I am currently working on a side project that attempts to predict a numerical response from a set of features encoded as time series data. For the following sample code shown below:
import numpy as np
import torch
import torch.utils.data as data
import torch.nn as nn
import collections
def get_max_length(x):
return len(max(x, key=len))
def pad_sequence(seq):
def _pad(_it, _max_len):
return [0] * (_max_len - len(_it)) + _it
return [_pad(it, get_max_length(seq)) for it in seq]
def custom_collate(batch):
transposed = zip(*batch)
lst = []
for samples in transposed:
if isinstance(samples[0], int):
lst.append(torch.LongTensor(samples))
elif isinstance(samples[0], float):
lst.append(torch.DoubleTensor(samples))
elif isinstance(samples[0], collections.abc.Sequence):
lst.append(torch.DoubleTensor(pad_sequence(samples)))
return lst
class SampleDataLoader(data.Dataset):
def __init__(self, train = True):
self.X, self.y = [], []
self.seed, self.test_size = 0, 0.2
self.train = train
self.num_experiments = 1000
self.num_features_per_experiment = 3
np.random.seed(self.seed)
for _ in range(self.num_experiments):
_id = np.random.rand()
if self.train and _id <= self.test_size:
continue
if not self.train and _id > self.test_size:
continue
num_timesteps_per_experiment = np.random.randint(5, 200)

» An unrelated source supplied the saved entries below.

PR #2827, opened 2022-11-15
feat(in-page-navigation): add new component package

gloriliale:
# In this PR
This PR creates the new package In Page Navigation.

~~Right now, this is a draft with one story for preliminary design review.~~
This PR is ready for review!

- [x] Stories
- [x] Customization
- [x] Tests
- [x] Docs page 

**Contributing to Twilio**


packages/paste-core/components/in-page-navigation/src/InPageNavigationItem.tsx
```diff
@@ -0,0 +1,95 @@
...
+    },
+  };
+};
+
+export interface InPageNavigationItemProps extends React.AnchorHTMLAttributes<HTMLAnchorElement> {
+  currentPage?: boolean;
+  children: NonNullable<React.ReactNode>;
+  href: string;
+  ref?: any;
+  rel?: string; // do we need this? I don't understand how we're using it in Anchor
```
gloriliale, line 50: I added this prop bc it's in our Anchor component, but when I looked at Anchor, I didn't truly understand what we did with it there. The main question is, do we need this prop in InPageNavigationItem?

packages/paste-core/components/in-page-navigation/__tests__/index.spec.tsx
```diff
@@ -0,0 +1,149 @@
...
+      <InPageNavigation aria-label="my-nav">
+        <InPageNavigationItem href="#">page 1</InPageNavigationItem>
+        <InPageNavigationItem href="#">page 2</InPageNavigationItem>
+      </InPageNavigation>
+    );
+
+    expect(getByRole('navigation').getAttribute('aria-label')).toBe('my-nav');
+  });
+
+  it('should render a list with list items', () => {
```
shleewhite, line 19: Suggestion(non-blocking): could this render test and the "should render anchors" test be combined? that would reduce renders

packages/paste-core/components/in-page-navigation/src/InPageNavigationItem.tsx
shleewhite: We probably should, its a HTML attribute: https://developer.mozilla.org/en-US/docs/Web/HTML/Attributes/rel#:~:text=The%20rel%20attribute%20defines%20the,which%20the%20attribute%20is%20found.

Usually I see people set it to noreferrer.. 

However, I think it should be included in `React.AnchorHTMLAttributes`- not sure why it would need to be specified here too.

packages/paste-core/components/in-page-navigation/stories/index.stories.tsx
```diff
@@ -0,0 +1,100 @@
...
+
+import {InPageNavigation, InPageNavigationItem} from '../src';
+
+// eslint-disable-next-line import/no-default-export
+export default {
+  title: 'Components/In Page Navigation',
+  component: InPageNavigation,
+};
+
+export const Default: Story = () => {
```
shleewhite, line 18: Suggestion (non-blocking): do we need to have a comparison in the story?

packages/paste-website/src/component-examples/InPageNavigationExamples.ts
```diff
@@ -0,0 +1,45 @@
+export const basicExample = `
+const BasicInPageNavigation = () => {
+
+  return (
+    <InPageNavigation aria-label="my-nav">
```
shleewhite, line 5: Issue(blocking): aria label has to be a human readable string. So it could be "Primary navigation" or something like that. Same with the full width example.

kelseycavitt (commented):
@gloriliale Similar to what we did for the radio button group component ([tabs](https://paste.twilio.design/components/radio-button-group/#radio-button-groups-vs-tabs), [radio group](https://paste.twilio.design/components/radio-button-group/#button-group-vs-radio-button-group)) , could we have a lil paragraph/sentence about the difference between Tabs and In Page Navigation?

packages/paste-website/src/component-examples/InPageNavigationExamples.ts
nkrantz: the stories should also be updated to human readable strings

packages/paste-core/components/in-page-navigation/src/InPageNavigationItem.tsx
```diff
@@ -0,0 +1,95 @@
...
+        ref={ref}
+        element={element}
+        display="flex"
+        flexBasis={variant === 'fullWidth' ? '50%' : undefined}
+        flexGrow={variant === 'fullWidth' ? 1 : undefined}
+        flexShrink={variant === 'fullWidth' ? 1 : undefined}
+      >
+        <Box
+          {...safelySpreadBoxProps(props)}
+          {...getItemStyles(currentPage, variant)}
```
TheSisb, line 70: thought: looks like you're applying the fullWidth styles to this inner element and the outer `li`. Probably only need it on the outer `li`.

packages/paste-core/components/in-page-navigation/stories/index.stories.tsx
TheSisb: +1 to removing the comparison

packages/paste-core/components/in-page-navigation/stories/index.stories.tsx
```diff
@@ -0,0 +1,100 @@
...
+  return (
+    <>
+      <Heading as="h1" variant="heading30">
+        Comparison to Tabs style
+      </Heading>
+      <Stack orientation="vertical" spacing="space120">
+        <Box>
+          This is what <strong>In Page Navigation</strong> looks like (only for visual- clicking should not lead
+          anywhere)
+          <InPageNavigation aria-label="myNav">
```
TheSisb, line 28: todo (blocking): let's try and look on the web or in product for a real example with a human readable label. Let's use at least 2 different realistic examples on our storybook and website docs.

packages/paste-core/components/in-page-navigation/build.js
```diff
@@ -0,0 +1,3 @@
+const {build} = require('../../../../tools/build/esbuild');
```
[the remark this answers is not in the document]
TheSisb: In the future I plan to refactor it into a private `scripts` package, but haven't done so yet

packages/paste-core/components/in-page-navigation/__tests__/index.spec.tsx
gloriliale: yes yes, good idea

packages/paste-core/components/in-page-navigation/stories/index.stories.tsx
gloriliale: I left the comparisons in to make it easier for @twilio-labs/design-systems-pd to review. Maybe this is something we can remove after they've approved it?

packages/paste-core/components/in-page-navigation/__tests__/index.spec.tsx
```diff
@@ -0,0 +1,149 @@
...
+        <InPageNavigationItem currentPage href="#">
+          page 2
+        </InPageNavigationItem>
+      </InPageNavigation>
+    );
+
+    expect(getByText('page 2').getAttribute('aria-current')).toBe('page');
+  });
+
+  it('should pass props given to InPageNavigationItem onto its Anchor child', () => {
```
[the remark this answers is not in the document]
gloriliale: great callout, it's the `a` element. Will update accordingly!

packages/paste-core/components/in-page-navigation/src/InPageNavigation.tsx
```diff
@@ -0,0 +1,51 @@
...
+import type {BoxProps} from '@twilio-paste/box';
+import {Box, safelySpreadBoxProps} from '@twilio-paste/box';
+
+import {InPageNavigationContext} from './InPageNavigationContext';
+
+export interface InPageNavigationProps extends Omit<React.ComponentPropsWithRef<'div'>, 'children'> {
+  children: React.ReactNode;
+  element?: BoxProps['element'];
+  'aria-label': string;
+  variant?: 'fullWidth';
```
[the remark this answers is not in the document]
gloriliale: ooo good call, adding this now!

packages/paste-core/components/in-page-navigation/src/InPageNavigationItem.tsx
gloriliale: I'm not sure exactly why, but it does need to be in both places for the inner text to be centered. Checked this out w/ @SiTaggart yesterday. Open to suggestions if there's anything that makes more logical sense though.

packages/paste-core/components/in-page-navigation/__tests__/index.spec.tsx
```diff
@@ -0,0 +1,149 @@
...
+    const {getByText} = render(
+      <InPageNavigation aria-label="my-nav">
+        <InPageNavigationItem href="#">page 1</InPageNavigationItem>
+        <InPageNavigationItem currentPage href="#">
+          page 2
+        </InPageNavigationItem>
+      </InPageNavigation>
+    );
+
+    expect(getByText('page 2').getAttribute('aria-current')).toBe('page');
```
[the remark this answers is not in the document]
gloriliale: oh i definitely like this better, updating now!

packages/paste-core/components/in-page-navigation/src/InPageNavigationItem.tsx
```diff
@@ -0,0 +1,95 @@
+import * as React from 'react';
+import * as PropTypes from 'prop-types';
+import type {BoxStyleProps, BoxProps} from '@twilio-paste/box';
+import {Box, safelySpreadBoxProps} from '@twilio-paste/box';
+
+import {InPageNavigationContext} from './InPageNavigationContext';
+
+const getItemStyles = (currentPage: boolean, variant?: string): BoxStyleProps => {
```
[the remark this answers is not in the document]
gloriliale: @TheSisb I did this but I'd like to take a look at it together if you've got some time tomorrow (Friday).

packages/paste-core/components/in-page-navigation/src/InPageNavigationItem.tsx
gloriliale: update: 
- `rel` and `target` are included in `React.AnchorHTMLAttributes` as @shleewhite pointed out above, so it has been removed from the props
- `href`, though also included in `React.AnchorHTMLAttributes`, is optional there while we want it to be required here, so it is declared here to be required.
- `ref` is not necessary to add to our props, so it has been removed. @TheSisb and I tested this out by removing this line and adding a ref to a story. It worked.

packages/paste-core/components/in-page-navigation/src/InPageNavigationItem.tsx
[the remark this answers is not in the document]
gloriliale: update: refactored this even better, woohoo! thx @TheSisb!

packages/paste-core/components/in-page-navigation/stories/index.stories.tsx
kelseycavitt: I think having it initially was good, but post review, let's remove it!

kelseycavitt (commented):
@gloriliale 
Something that didn't occur to me to try with my first review was to stress test the # of items within the component, SO sorry about that! I did end up finding a little wonkiness when there's a large number or longer names of an item. I think the longer names is very edge case, but the number of items for smaller screen widths is a use case worth addressing I think.

1. Here's a [**Loom**](https://www.loom.com/share/7724fb2867a449179312cfab0b3a38f4) that shows the wonkiness in the In Page Nav component. I tried this out on the docs site page as well.

2. Here's another [**Loom**](https://www.loom.com/share/6feba25fbfe644749163c70930642760) that shows what we do for tabs

I think the solution here would be to actually not truncate (like tabs does) and allow a user to horizontally scroll within the component. Both things aren't super ideal from a design perspective (specifically if you're on a web browser, vs. a mobile web browser). Let me know what you think!

TheSisb (dismissed):

loreina (dismissed):

nkrantz (dismissed):

TheSisb (approved):

nkrantz (approved):

loreina (approved):

shleewhite (approved):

response = np.random.randint(1, 100)
self.X.append(np.random.rand(self.num_features_per_experiment, num_timesteps_per_experiment).tolist()[0])
self.y.append(response)
def __len__(self):
return len(self.y)
def __getitem__(self, idx):
return self.X[idx], self.y[idx]
train_dataset, batch_size = SampleDataLoader(train = True), 16
train_dataloader = torch.utils.data.dataloader.DataLoader(dataset = train_dataset,
batch_size = batch_size,
collate_fn = custom_collate,
shuffle = True)
I defined SampleDataLoader
which can generate both training and validation sets for my model by respectively passing train = True
and train = False
when instantiating the class. There are 1000 experiments that are captured in this data loader object. In each experiment, 3 features are captured across some variable number of timesteps between 5 to 200. My goal is to create a model using RNNs or seq2seq models to predict response value chosen between 1 to 100.
I am having some trouble trying to integrate these tutorials (https://github.com/bentrevett/pytorch-seq2seq) for the SampleDataLoader
object that I created. I have already addressed the first issue of variable input size by padding the inputs with zeros for each batch.
Any help would be greatly appreciated! Thanks!
EDIT: For added transparency, I am trying to predict a sequence using seq2seq, and then generate a prediction by summing the outputs or creating another model (perhaps a FC layer) to generate the prediction. I am referencing this link for my inspiration of my logic behind this problem: https://r2rt.com/recurrent-neural-networks-in-tensorflow-iii-variable-length-sequences.html.
Thanks!